Angewandte lineare statistische Modelle von Kutner et al. In Bezug auf Abweichungen von der Normalitätsannahme von ANOVA-Modellen heißt es: Die Kurtosis der Fehlerverteilung (entweder mehr oder weniger als eine Normalverteilung) ist im Hinblick auf die Auswirkungen auf Schlussfolgerungen wichtiger als die Schiefe der Verteilung .
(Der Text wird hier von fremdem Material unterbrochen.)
PR #2718, opened 2022-10-20
fix additional report state

adghayes:
Fixes issue where "Additional Reports" are the opposite of what they should be - Opened where it should be Closed, vice versa.


carolinemodic (approved):
as a followup might be good to add a test for this if possible

benadida (approved):

benadida:
Could use a test, but good for now.

adghayes:
Agree. A lot of this will be updated with `sus-polls` so will make sure to cover there.

PR #2719, opened 2022-10-20
print correct report in more states

adghayes:
#2718 fixes the issue but could fail as a fix if the execution order / state updates are different. this is an improvement.


carolinemodic (approved):
tested locally on my VxDev

Issue #1531, opened 2022-03-09
Rethink Printing across all of our apps 


benadida:
We have struggled with various bugs and uncertainties in our printing strategies. A number of different ideas around printing have been brainstormed. We should spend some time trying different options and determining what the most robust and easy to develop with strategy for printing is and implement it across our various printing features. 

--- Details from a previous ticket --- 
Printing ballots in VxAdmin (and likely VxMark) depends on preventing React re-renders. It shouldn't.
Best example is in printing the test deck in VxAdmin.

We used PagedJS to render a bunch of ballots, and we are counting on that not being re-rendered before triggering a print. It's a bit tricky to solve this because PagedJS uses the DOM, so it's not obvious how to make that asynchronous work survive cleanly across re-renders.

eventualbuddha:
Some discussion on the topic: https://votingworks.slack.com/archives/CEL6D3GAD/p1646834507614739.

carolinemodic:
Related bug that we should aim to solve as a part of this ticket: https://github.com/votingworks/vxsuite/issues/2299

Ich bin ein bisschen verwirrt über diese Aussage und habe es nicht geschafft, verwandte Informationen zu finden, weder im Buch noch online. Ich bin verwirrt, weil ich auch erfahren habe, dass QQ-Diagramme mit starken Schwänzen ein Hinweis darauf sind, dass die Normalitätsannahme für lineare Regressionsmodelle "gut genug" ist, wohingegen verzerrte QQ-Diagramme eher von Belang sind (dh eine Transformation könnte angebracht sein). .
Stimmt es, dass die gleiche Überlegung für ANOVA gilt und dass ihre Wortwahl ( wichtiger im Hinblick auf die Auswirkungen auf Schlussfolgerungen ) nur schlecht gewählt wurde? Das heißt, eine verzerrte Verteilung hat schwerwiegendere Konsequenzen und sollte vermieden werden, wohingegen eine geringe Menge an Kurtosis akzeptabel sein kann.
EDIT: Wie von rolando2 angesprochen, ist es schwer zu sagen, dass einer in allen Fällen wichtiger ist als der andere, aber ich suche nur nach einer allgemeinen Einsicht. Mein Hauptproblem ist, dass mir beigebracht wurde, dass bei einer einfachen linearen Regression QQ-Diagramme mit schwereren Schwänzen (= Kurtosis?) In Ordnung sind, da der F-Test dagegen ziemlich robust ist. Andererseits sind verzerrte QQ-Diagramme (parabelförmig) normalerweise ein größeres Problem. Dies scheint direkt gegen die Richtlinien zu verstoßen, die mein Lehrbuch für ANOVA vorsieht, obwohl ANOVA-Modelle in Regressionsmodelle konvertiert werden können und die gleichen Annahmen haben sollten.
Ich bin überzeugt, dass ich etwas übersehen habe oder eine falsche Annahme habe, aber ich kann nicht herausfinden, was es sein könnte.